Yes it is negative the one you found, but consider both cases when ##s## is positive and when it is negative; we'll reach the same points.
FAQ: Proving that this vector eqn is correct...
How do you prove that a vector equation is correct?
To prove that a vector equation is correct, you can use various methods such as substitution, graphical representation, or algebraic manipulation. These methods involve showing that both sides of the equation are equal to each other, thus proving its correctness.
Can a vector equation be incorrect?
Yes, a vector equation can be incorrect if it does not satisfy the properties of vector operations, such as commutativity and associativity. It can also be incorrect if there are errors in the calculations or if the vectors used are not in the correct form.

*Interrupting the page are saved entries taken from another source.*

PR #1023, opened 2024-03-13
Implementation of a new react app for displaying opening hours from CMS with FullCalendar integration - Ddfform 414 

kasperbirch1:
#### Link to issue
https://reload.atlassian.net/browse/DDFFORM-414

#### Description
This pull request adds a new React app to be used for displaying/adding opening hours from the CMS on a weekly or monthly view.

We have used FullCalendar to solve this task
https://fullcalendar.io/

Although the Opening Hours API is not yet complete, it already exposes a Swagger spec that Orval has used to generate some new hooks, which we use to fetch data. 

Since the API does not yet expose anything, we have used WireMock to display data from `https://dpl-cms.docker/dpl_opening_hours`.

We also demonstrate the ability to add new opening hours, but these are only saved in local state for now.

#### Screenshot of the result


orval.config.ts
```diff
@@ -139,7 +139,7 @@ export default defineConfig({
     },
     input: {
       target:
-        "https://raw.githubusercontent.com/danskernesdigitalebibliotek/dpl-cms/develop/openapi.json",
+        "https://raw.githubusercontent.com/danskernesdigitalebibliotek/dpl-cms/e1edb7e35beacb93e78eef0541c8ccebad68d6f1/openapi.json",
```
kasperbirch1, line 142: This must be changed back when this pr is merged

https://github.com/danskernesdigitalebibliotek/dpl-cms/pull/890

src/core/dpl-cms/dpl-cms.ts
```diff
@@ -29,7 +35,7 @@ type AwaitedInput<T> = PromiseLike<T> | T;
 type Awaited<O> = O extends AwaitedInput<infer T> ? T : never;
 
 /**
- * @summary Get campaign matching search result facets
+ * @summary Hent kampagne som matcher facetter fra søgeresultatet
```
LasseStaus, line 38: Tænker dette burde forblive engelsk

src/core/storybook/serviceUrlArgs.ts
```diff
@@ -14,7 +14,7 @@ export default {
   },
   [serviceUrlKeys.dplCms]: {
     name: "Base url for the DPL CMS API",
-    defaultValue: "https://dpl-cms.docker",
+    defaultValue: process.env.CMS_BASEURL ?? "https://dpl-cms.docker",
```
LasseStaus, line 17: Is this correct? 

I wonder why there is a fallback for an .env variable, which defaults to what i assume you are supposed to set in your .env. 

Also in the .env we have another url than `https://dpl-cms.docker`

Not saying anything is necessarily wrong here, just wondering.

src/apps/opening-hours-editor/helper.ts
```diff
@@ -1,15 +1,25 @@
 import { DplOpeningHoursListGET200Item } from "../../core/dpl-cms/model";
 
-const formatCmsEventsToFullCalendar = (
+function formatDateTimeString(date: string, time: string) {
+  return `${date}T${time}:00`;
+}
+
+export function createCmsEventId(title: string, startDay: Date) {
+  return `${title}-${startDay.toISOString()}`;
+}
```
LasseStaus: I'm unsure if this is necessary. The way i see it, these ID's are not necessary to differentiate what is being created/edited in the Calender, and i would think that the DB will create necessary ids when the openings hours are created. 

I could be wrong, but i think you should check this.

src/apps/opening-hours-editor/helper.ts
```diff
@@ -25,6 +25,10 @@ export const formatCmsEventsToFullCalendar = (
   });
 };
 
+const isSameDay = (startDay: Date, endDay: Date) => {
+  return startDay.toDateString() === endDay.toDateString();
+};
+
```
LasseStaus: 👍  🧑‍🚒

src/apps/opening-hours-editor/OpeningHoursEditor.tsx
```diff
@@ -41,7 +41,7 @@ const OpeningHoursEditor: React.FC = () => {
       }
       eventClick={handleEventClick}
       eventContent={(eventInput) =>
-        renderOpeningHoursEditorEventContent({
+        OpeningHoursEditorEventContent({
```
LasseStaus, line 28: In regards to your commit message, is it something like this you are looking for ? 

```
     eventContent={(eventInput) => {
        return (
          <OpeningHoursEditorEventContent
            eventInput={eventInput}
            handleEventRemove={() =>
              handleEventRemove({ eventToRemove: eventInput, events })
            }
          />
        );
      }}
      
```

LasseStaus (approved):
🥳 🎈  

This looks good to me as a starting point for all the rest of the functionality.  

We should make a ticket for styling stuff and get started on that soon too.  

I have added very few comments you can take a look at. 

I will highlight here also, that i think there should be some default color for the calendar, and that the category colors should be opt-in. This can also be added later. 


In terms of structure, its' always hard to know when starting something like this, so naturally there will be a lot of rearranging. For the future tho, where possible, see if we can remove / change some commits. I think some of this could have been  resetted and just committed anew instead of restructuring in new commits. 

Its' not a problem and not ment negatively though 😃 

nice one!

src/apps/opening-hours-editor/helper.ts
kasperbirch1: It is necessary to edit events, but the id should come from the API in the future.

src/core/storybook/serviceUrlArgs.ts
kasperbirch1: This is the way we handle working with WireMock. We will only add the `CMS_BASEURL` (via environment variables) if we have to fetch against WireMock.

src/core/dpl-cms/dpl-cms.ts
kasperbirch1: It is auto generated code that comes from https://github.com/danskernesdigitalebibliotek/dpl-cms/pull/890/files

.docker/wiremock/cms/mappings/delete-event-f52a1b96-38d2-479a-aeaf-65367637d365.json
```diff
@@ -0,0 +1,18 @@
+{
+  "id": "f52a1b96-38d2-479a-aeaf-65367637d365",
+  "name": "Delete event",
+  "request": {
+    "urlPathPattern": "/dpl_opening_hours/[0-9]+",
+    "method": "DELETE"
+  },
+  "response": {
+    "status": 200,
+    "body": "Event deletet",
```
kasperg, line 10: Consider updating this. It does not follow the OpenAPI specification.

src/apps/opening-hours-editor/helper.ts
```diff
@@ -0,0 +1,112 @@
...
+  return {
+    id: Number(event.id),
+    category: {
+      title: event.title,
+      color
+    },
+    date: startDate.format("YYYY-MM-DD"),
+    start_time: startDate.format("HH:mm"),
+    end_time: endDate.format("HH:mm"),
+    branch_id: 0
```
kasperg, line 46: Please add a comment about why you set `branch_id` to 0.

I expect it is to conform with the type but you could also specify the type as being `DplOpeningHoursListGET200Item` without the branch and then force the caller to set the value before it is passed to the API.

What are the properties of vector operations?
The properties of vector operations include commutativity, associativity, and distributivity. Commutativity states that the order of vector operations does not affect the result, while associativity states that the grouping of vector operations does not affect the result. Distributivity states that vector operations can be distributed over addition or subtraction.
How do you know if a vector equation is valid?
A vector equation is valid if it follows the properties of vector operations and if it satisfies the given conditions. This means that the equation must be consistent with the rules of vector operations and that the vectors used must be in the correct form.
Can a vector equation have more than one solution?
Yes, a vector equation can have more than one solution. This can happen when there are multiple sets of vectors that satisfy the equation or when the equation represents a line or plane with infinite solutions. In such cases, it is important to specify the conditions or restrictions to find a unique solution.